Curation, that is filtering by topic or keyword, has its role, but the reality is that aggressive filtering using terms, sentiment, authority, and location only has the effect of cutting the hundreds of millions down to tens of thousands, a number that is still unmanageable from a human perspective. And as to readability, short lists are still lists.
The question comes down to what is the goal? That is, what insight do we want to draw from the stream and how do we want to communicate it?
Of course, at Narrative Science, our view is that we want to transform the massive stream of data that flows through the firehose into stories that are human readable and express the insights that are hidden within the stream. In order to do this, we have to track, filter, tag and organize the unstructured stream into a semi-structured data asset that can then be used to support automatic narrative generation.
Our first foray into this work has been to look at the twitter traffic related to the Republican primary candidates. Using a focused data stream, our technology captures and tags the ongoing conversations and then transforms the resulting data into stories. Our first story type is focused on how the candidates are trending and what topics are the drivers behind those trends. Linking the stream to events in the world, the primaries themselves, our engine can produce a daily report that captures a snapshot of where the candidates are and what issues brought them there.
While it is still in beta, we thought it might be nice to provide a peek of what is coming with regard to how we are using an ongoing stream of tweets to generate stories that express the state of the world in a form that is ever so slightly more human.

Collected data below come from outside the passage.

PR #2260, opened 2026-02-27
chore: refactor all tests by category

mromaszewicz:
Replace the organically grown layout — 56 issues/issue-NNNN directories
plus a few kitchen-sink specs — with 13 feature categories (schemas,
aggregates, parameters, bodies, servers, clients, events, references,
extensions, options, naming, openapi31, spec_validation).

Each scenario is now a focused spec/config/test unit under its category,
named for what it tests rather than an issue number, with issue context
kept as "From issue-NNNN" comments in the absorbing spec. Cross-framework
suites (parameters/roundtrip, servers/strict, events/webhooks,
servers/routers/smoke) share one spec and one table-driven harness per
concern; only the per-framework server/types generation remains
duplicated, since generated servers cannot share packages.

Coverage was audited directory-by-directory against the old tree: nothing
was dropped, and three previously lost areas were restored (hand-crafted
wire-format parameter binding, operationId name-normalization,
nil-vs-empty query array serialization). Greptile review rules now
enforce the category placement so issue directories don't return.

Co-Authored-By: Claude Opus 4.8 <noreply@anthropic.com>
Co-Authored-By: Claude Fable 5 <noreply@anthropic.com>


mromaszewicz:
@greptileai

mromaszewicz:
This code review is quite immense. It might be easier to look at my source branch to see what the layout looks like.

I think it will be a lot easier to add test cases for specific things once this is merged.

jamietanna:
@mromaszewicz would you like this change in before any other PRs? What's your priority order for these to avoid conflcits/rebasing fun?

mromaszewicz:
I will use AI to rebase this, it shines there. I'd like to get this in just as a quality of life improvement. It exposed some issues we have with matrix and label parameters as-is (so tests are disabled for now).

jamietanna:
A couple of things:

- This looks good, and a lot neater!
- Something I've considered for a while is it'd be nice to have a utility script to run that'll bootstrap one of these `issuesXXXX` directories with everything you need - maybe not as needed now, but may still be worthwhile?
- I'd quite like to make sure we keep a reference to issue numbers where there are tests that have come in via one - it helps us track down "real-world" behaviour and whether there's any additional context that can be gleamed. Can be a comment in the package's documentation string or i.e. inline in the pieces of spec that are for a given issue
- In the squashing down of files, are we confident in the coverage of everything we used to have? (I.e. we're no longer testing server generation)

Otherwise LGTM, let's get this quality-of-life improvement in!

mromaszewicz:
A lot of work has happened since this commit, I will rebase it and re-do it once 2.8.0 is out. It'll be a lot of work.

mromaszewicz:
I'm revisiting this. The code has drifted hugely, so I'm basically re-doing it, and doing it a little more cleanly this time.

We won't be needing the per-issue test dirs. I really hope to avoid them, and the new top level categories should cover more bases. It's easier to add some edge case to an existing spec than to make a whole new test dir. Most of that code is wasted boilerplate.

mromaszewicz:
@greptileai - review.

PR #2263, opened 2026-02-28
 fix: use RequiresNilCheck for all params

### LINKED ISSUE #2238: Ensure all `prefer-skip-optional-pointer` cases are checked
As we've seen with https://github.com/oapi-codegen/oapi-codegen/pull/2237 and https://github.com/oapi-codegen/oapi-codegen/commit/c4ba545dc7f4c67d796d7fbde1203b775f3a3056 we should make sure we cover this for all cases

mromaszewicz:
Fixes #2238

PR #2237 fixed query parameters to use RequiresNilCheck instead of HasOptionalPointer for nil-check guards, but the same bug remained in the header and cookie parameter sections of client.tmpl. This caused optional array params (e.g. []string) to be sent even when nil, because prefer-skip-optional-pointer removes the pointer wrapper and HasOptionalPointer returns false, skipping the nil check entirely.


jamietanna (approved):
Thanks for following up on this

PR #2265, opened 2026-03-01
test: only use placeholder version in tests

jamietanna:


mromaszewicz:
I refactored everything to use Go 1.24 and just got rid of that go.mod altogether.

jamietanna:
https://github.com/oapi-codegen/oapi-codegen/pull/2264 makes sense to get in, instead - this was something I spotted while doing something unrelated!

PR #2274, opened 2026-03-04
fix: runtime import breaks

jinuthankachan:
* fix the break in import od runtime  in the generated code after https://github.com/oapi-codegen/runtime/pull/89/changes/702ab913d08cc6a9cfe3fb00dd8722e1cca311ae
* closes https://github.com/oapi-codegen/oapi-codegen/issues/2275


jinuthankachan:
Should be solved by https://github.com/oapi-codegen/oapi-codegen/pull/2271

NEWT GINGRICH GAINS ATTENTION WITH HOT-BUTTON TOPICS TAXES, CHARACTER ISSUES
Newt Gingrich received the largest increase in Tweets about him today. Twitter activity associated with the candidate has shot up since yesterday, with most users tweeting about taxes and character issues. Newt Gingrich has been consistently popular on Twitter, as he has been the top riser on the site for the last four days. Conversely, the number of tweets about Ron Paul has dropped in the past 24 hours. Another traffic loser was Rick Santorum, who has also seen tweets about him fall off a bit.
While the overall tone of the Gingrich tweets is positive, public opinion regarding the candidate and character issues is trending negatively. In particular, @MommaVickers says, "Someone needs to put The Blood Arm's 'Suspicious Character' to a photo montage of Newt Gingrich. #pimp".
On the other hand, tweeters with a long reach are on the upside with regard to Newt Gingrich's take on taxes. Tweeting about this issue, @elvisroy000 says, "Newt Gingrich Cut Taxes Balanced Budget, 1n 80s and 90s, Newt experienced Conservative with values".
Maine recently held its primary, but it isn't talking about Gingrich. Instead the focus is on Ron Paul and religious issues.
It is only the beginning, but we see this as the first step in wrangling the firehose and turning the stream into stories.